Все жмутся к огню, стараясь в одно и то же время и не сгореть, и получить побольше света и тепла, и пишут. По лицам блуждают неясные улыбки, иногда пишущий вдруг уставится в костер, долго о чем-то думает, а потом снова пишет. Хочется и рассказать о Саянах, о походной жизни, и не хочется пугать своих родных, особенно беспокойных мам, описанием дождей, непроходимой чащи и чрезмерного аппетита. Но Лешка все-таки отправил в письме небольшой список блюд — странички на две мелким почерком, — которые он хотел бы получить, вернувшись домой.
День двенадцатый
23 августа
Нас разбудил Николай Петрович: «Вставайте, ребята, мне пора ехать». Утро было сырое, промозглое.
Перед расставанием совершился церемониал обмена кружками между Николаем Петровичем и Лехой (мы отдали большую кружку, а получили маленькую), старику дали на дорогу сахару, отмотали метров пятьдесят сатурна.
Наконец все приготовления были окончены, олени и сбруя отобраны. Николай Петрович попрощался со всеми за руку, Борис тоже. Мы им, а они нам пожелали счастливого пути. Караван тронулся и через несколько минут скрылся за деревьями.
Проводник Николай Петрович Болхоев
Борис
Итак, мы остались одни. Теперь пройдет еще много дней, прежде чем мы увидим других людей. Скептики предрекают, что мы скоро опротивеем друг другу, станем злыми, нервными и раздражительными. Оптимисты возмущенно отвергают это предположение, как клевету.
Будущее покажет, кто был прав.
После завтрака состоялось «причастие»: завхоз с бутылкой диметилфталата обошел всех и каждому налил в ладонь немного драгоценной жидкости, и каждый бережно и благоговейно помазал ею лоб, щеки, шею, руки.
Затем началась работа по благоустройству лагеря. Мика с Владиком были назначены пильщиками, я — обрубщиком, Танюшка — переносчиком лапника. Саша с Аликом покрывали шалаш лапником, Леха, как всегда, перекладывал мешочки и их содержимое с места на место, Петя занимался хозяйством.

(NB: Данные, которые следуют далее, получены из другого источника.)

PR #1540, opened 2024-04-01
feat:cache span

hfgbarrigas:
# Description

Add a new cache span to capture any cache read status

# Type of change

- [ ] 💔 Breaking
- [x] 🚀 Feature
- [ ] 🐛 Fix
- [ ] 🛠️ Tooling
- [ ] 🔨 Refactoring
- [ ] 🧪 Test
- [ ] 📦 Dependency


engine/crates/integration-tests/tests/tracing/cache.rs
```diff
@@ -0,0 +1,106 @@
...
+    fn metadata(&self) -> CacheMetadata {
+        CacheMetadata::default()
+    }
+}
+
+#[test]
+pub fn cache_status() {
+    runtime().block_on(async {
+        // prepare
+        let cache = runtime::cache::Cache::new(
```
Finistere, line 75: It would be really better if you tested the engine rather than `Cache`, it's an implementation detail and you rely way too much on the internal API here IMHO. This test shouldn't change if the internal cache API is changed.

Finistere (approved):

engine/crates/integration-tests/tests/tracing/cache.rs
hfgbarrigas: I tend to disagree, I'm adding a specific span to our `runtime::Cache` and that's what I'm testing. It's supposed to be agnostic to what uses it, testing the cache through something that uses adds an unnecessary layer. 
I'm not sure what you consider internal API, everything I'm use has `pub` visibility on `runtime::cache`.

Finistere: >  I'm not sure what you consider internal API, everything I'm use has pub visibility on runtime::cache.

Our public API that our users use is the SDK & GraphQL API exposed by the gateway. Anything else is an implementation detail. `pub` in this context only allows us to define our internal APIs, such as `runtime::cache::Cache` which is an abstraction of the cache for the engine as it depends on the environment. I typically did change the cache interface during my gateway refactor for example. I had also removed the gateway. Changing it now would require me to rewrite this entire test.

Effectively this means you're not testing that Grafbase gateway configured with cache will generate a cache span. You're testing that the `cached_execution` method produces a cache span. While it's equivalent today, it's not *inherently* the same thing. Hence why any change to any of the traits you're implementing would require changing this test, even if the behavior the user expects never changed.

Testing through the engine is pretty easy, all the integrations are about this. Not harder than the 50 loc you added to implement traits at least. 🤷

But well, won't insist more than that

PR #1561, opened 2024-04-05
chore: only use `codegen-units=1` for lambda releases

obmarg:
We recently added `codegen-units=1` to the release build config.  This was aimed at reducing the size of the binaries that we ship for lambdas, and it was successful in that regard.  It slows release builds down quite significantly though, which has had an impact on CI times, as you can see on this graph.

CleanShot 2024-04-05 at 12 01 13@2x

That graph shows a day or two between the merge & a noticeable increase in CI times, but the merge was on friday and I assume it wasn't until the monday that every other piece of work had rebased onto `main` and pulled in the change.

В пять часов поступил необычайно радостный приказ: кончать работу, мыться и готовиться к обеду. Все с восторгом повиновались. Вернувшись к шалашу, мы обнаружили просторное и удобное жилище на том месте, где вчера торчали голые жерди в два слоя. Первым слоем были положены по диагонали длинные ветки как обрешетка, а на них короткие пушистые лапы. Шалаш получился широкий, глубокий и уютный. В одном его конце устроили кладовую для продуктов, в другом — склад рюкзаков. На кедрах прибили четыре полочки: книжную для дневников и карт, посудную для патронов и для умывальных принадлежностей, вбили колышки для штормовок, оружия, фотоаппаратов. Была изготовлена даже мебель — восемь чурбачков, по первоначальному плану именовавшихся стульями, но впоследствии использовавшихся как обеденные и письменные столы, а также как верстаки.
Базовый лагерь на р. Кизир
Итак, наш город заложен. Перед шалашом у нас Таганская площадь, там, где стоит палатка, — Красная площадь, у Пихтового ручья — набережная, а там, где привязаны олени, — Сельскохозяйственная выставка.
Ближе к вечеру Алик отправился пасти наших двух оленей. Мы мирно сидели у костра и ждали обеда, когда невдалеке гулко раздались пять выстрелов, следовавших один за другим.
Минут через десять появился взволнованный Алик и заявил, что стрелял в медведя. Мы выслушали его рассказ с раскрытыми ртами.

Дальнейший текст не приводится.